Characterizations of Lorentz Type Sobolev Multiplier Spaces and Their Preduals
Keng Hao Ooi
TL;DR
The paper generalizes Sobolev multiplier spaces to Lorentz-type scales and develops a comprehensive duality framework. It introduces Lorentz-type multiplier spaces $\mathcal{M}^{p,q}$ and $M^{p,q}$, and their preduals via block-type spaces $B^{p',q'}$, $\mathcal{B}^{p',q'}$, and $N^{p,q}$, with Köthe dual characterizations. Key results include $(M^{p,q})^{\prime\,*}\approx M^{p,q}$ and $(\mathcal{M}^{p,q})^{\prime\,*}\approx \mathcal{M}^{p,q}$, plus embedding relations and conditions under which these dualities become isometric.

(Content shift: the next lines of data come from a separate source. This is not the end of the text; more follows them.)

PR #2623, opened 2017-04-06
Fix problems with Location advanced filter in project directory

punchagan:
`ProjectLocation`s associated with projects were being used to populate the list of options in the advanced filter for locations, while `RecipientCountry` locations are shown in the project directory, when showing information about each project.  This made the search buggy, and also hard to understand.  To make it easier for the user to understand how search is working, this code ignores the `ProjectLocation` countries completely, and simply uses the `RecipientCountry` values.

- [ ] Copyright header 
- [ ] Code formatting 
- [ ] Documentation 
- [ ] Change log entry

Closes #2623

### DIFF
--- a/akvo/rsr/filters.py
+++ b/akvo/rsr/filters.py
@@ -9,12 +9,14 @@ see < http://www.gnu.org/licenses/agpl.html >.
 from copy import deepcopy
 
 import django_filters
+from django.db.models import Q
 from django.utils.translation import ugettext_lazy as _
 
 from akvo.codelists.store.codelists_v202 import ACTIVITY_STATUS, SECTOR_CATEGORY
 from akvo.utils import codelist_choices
 from .models import (Category, Keyword, Organisation, OrganisationLocation,
-                     Project, ProjectUpdate, ProjectUpdateLocation, RecipientCountry)
+                     Project, ProjectLocation, ProjectUpdate, ProjectUpdateLocation,
+                     RecipientCountry)
 from .m49 import M49_CODES, M49_HIERARCHY
 
 ANY_CHOICE = (('', _('All')), )
@@ -61,7 +63,12 @@ def filter_m49(queryset, value):
     if not value:
         return queryset
     countries = walk(deepcopy(M49_HIERARCHY)[int(value)])
-    return queryset.filter(recipient_countries__country__in=countries)
+    countries_lower = [c.lower() for c in countries]
+    filter_ = (
+        Q(recipient_countries__country__in=countries) |
+        Q(locations__country__iso_code__in=countries_lower)
+    )
+    return queryset.filter(filter_)
 
 
 def filter_m49_orgs(queryset, value):
@@ -98,10 +105,9 @@ def get_locations(location, locations):
 def location_choices(qs):
     """From a queryset get possible location filter choices"""
 
-    country_ids = (
-        get_recipient_country_ids(qs) if qs.model is Project else
-        get_location_country_ids(qs)
-    )
+    country_ids = get_location_country_ids(qs)
+    if qs.model is Project:
+        country_ids += get_recipient_country_ids(qs)
 
     locations = [
         location
@@ -124,7 +130,10 @@ def get_recipient_country_ids(projects):
 def get_location_country_ids(qs):
     """Return countries for locations associated with objects in the queryset."""
 
-    if qs.model is ProjectUpdate:
+    if qs.model is Project:
+        location_model = ProjectLocation
+
+    elif qs.model is ProjectUpdate:
         location_model = ProjectUpdateLocation
 
     elif qs.model is Organisation:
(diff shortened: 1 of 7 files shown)


akvo/rsr/filters.py
```diff
@@ -98,26 +98,45 @@ def get_locations(location, locations):
 def location_choices(qs):
     """From a queryset get possible location filter choices"""
 
-    if qs.model is Project:
-        location_model = ProjectLocation
-    elif qs.model is ProjectUpdate:
+    country_ids = (
+        get_recipient_country_ids(qs) if qs.model is Project else
```
zzgvh: I think we should concatenate the country IDs from recipient country and project_location. Otherwise we exclude around 100 projects from being found when filtering on country.

```sql
select p.id from rsr_project p, rsr_publishingstatus s where p.id not in (select DISTINCT p.id from rsr_project p, rsr_recipientcountry r where p.id = r.project_id) and p.id = s.project_id and s.status = 'published'
```

punchagan: That was my initial solution, but I removed the project locations because they are not shown in the project description in the project directory.  Do you think we should show them?  

image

The work also proves boundedness of the local Hardy-Littlewood maximal operator on these Lorentz-type spaces and ties capacitary Lorentz spaces into the duality theory via $\mathcal{L}^{1,q}(\mathcal{C})^{*}\approx \mathfrak{M}$. Overall, the paper provides a robust functional-analytic toolkit for Lorentz-type Sobolev multipliers with applications to nonlinear PDEs in super-critical regimes.
Abstract
We provide several characterizations of Sobolev multiplier spaces of Lorentz type and their preduals. Block decomposition and Köthe dual of such preduals are discussed. As an application, the boundedness of local Hardy-Littlewood maximal function on these spaces will be justified.